For 27 years, the non-profit Art Students League of Denver has been the place to unleash the visual artist in each of us: professional artists teach students of varying levels—from stick-figure virtuosi to budding Jackson Pollocks—in a handsome 1893 Richardsonian Romanesque school building in Denver’s West Washington Park neighborhood. The League is both grassroots and ambitious, serving more than 900 students a month and mounting as many as 10 exhibitions annually. League Executive Director Rachel Basye tells us why it’s such a magical place.

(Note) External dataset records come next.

PR #340, opened 2015-03-22
CDK-969: Support Thrift objects with avro-thrift.

rdblue:
This allows Thrift objects to be used via avro-thrift. Reads and writes
work when the dataset is backed by Avro. Parquet-avro currently assumes
that the classes implement IndexedRecord, which isn't the case when
using avro-thrift.


rdblue:
Tests are failing because of changes to the `schema(Class)` method, which now uses `AllowNull` instead of the regular `ReflectData`.

kite-data/kite-data-core/src/main/java/org/kitesdk/data/DatasetDescriptor.java
```diff
@@ -486,7 +487,7 @@ public Builder schemaLiteral(String s) {
      * @since 0.2.0
      */
     public <T> Builder schema(Class<T> type) {
-      this.schema = ReflectData.get().getSchema(type);
+      this.schema = DataModelUtil.getTypeSchema(type);
```
joey: I agree this is the right thing to do, but does this break compatibility? The fact that it causes tests to fail I think means yes.

joey: A workaround might be to deprecate this method and add a new method in it's place.

rdblue: This breaks tests because it uses the `AllowNull` schema instead of assuming fields are generally non-null and annotated with `@Nullable` if necessary. This doesn't affect the behavior with any data already written, so it is a backward-compatible change. It is also a valid evolution because fields become more permissible. I think this would require CDK-986 (#353) but otherwise is pretty safe.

Art Students League of Denver Executive Director Rachel Basye photo by Don Riley

How did the League come to be?

Rachel Basye: In 1987, a small group of artists and art appreciators came together because they wanted a professional-level art community and school. They modeled it after the Art Students League of New York, which is well over 100 years old. The teaching format is the same: All faculty members are professional artists, and none of them has a curriculum set by the League board or by me. Each class is based on the teacher’s own experience, talent and training. It’s really about working in an environment with a professional artist—that master/apprentice style of learning.

We started at a small studio setting on 15th and Platte—near where Paris on the Platte is now. A handful of faculty offered courses, and we quickly outgrew the space. At the time, Denver Public Schools had a number of small elementary schools they had closed and were trying to find a use for, including this building. DPS wanted to connect the buildings with organizations that had educational missions, and before we got here artists were already using the studios, so it felt like the building was meant to be ours.

It’s a gorgeous place. 

The building is really the soul of the League. We moved in 1992, and we did a major renovation then. Now we focus on maintenance, on making it a place where people feel inspired. 

So what happens, exactly, in this beautiful building?

Art-making of all kinds. I think what’s most appealing about the League is the opportunity to try a wide variety of media. Let’s say you start with an introductory drawing class. You work through charcoal, ink and silverpoint. Then maybe you take a painting class, and you have a lot of choices in watercolor, acrylic and oils. You can choose to study contemporary styles, abstract art, Realism. You can learn to paint like the Old Masters. For students interested in 3D art, we have classes in sculptural ceramics; or you can learn wheel-throwing techniques and make functional ceramics. We even have a stone-sculpting studio. We have courses in how to make your own paper or bind your own books. In printmaking, you can study intaglio, monotypes, wood blocks, screen-printing—the list is very, very long. More than 100 professional artists teach here, so you get the depth and breadth of their experience.

And even those of us who haven’t made art since the required ninth-grade studio art class can sign up?

Of course. In every catalogue we have a guide for beginners, to give people ideas of where they might start.

I’m going to start by going to one of your shows. 

You should! The shows are a great way to get inspired and learn about what we offer. Besides the shows we host here, we’re going to be doing pop-up exhibits throughout Denver this year, bringing the League to creative neighborhoods. In June, we’ll have a show at the Pattern Shop Studio in RiNo. We’ll be at Niza Knoll Gallery in the Santa Fe Arts District in July, and in the fall we’ll have a show downtown at Republic Plaza. 

How do you attract so many talented artists to teach?

I think it’s a couple of things. The master/apprentice format is really appealing to artists. Professional artists know what their strengths are and know what they can share with others, and this format allows them to do that—to focus on the skill and the craft. And because we’re non-accredited—as in, you can’t apply these courses to a degree program—there’s not the same level of paperwork for faculty. 

And second, people who take courses here are here because they want to be. I have heard from many of our faculty that there was someone in their lives who gave them the skills they have, and they want to give back to the community to pass on that knowledge and expertise, especially to students who are so hungry for that experience. The League is an easy place to love.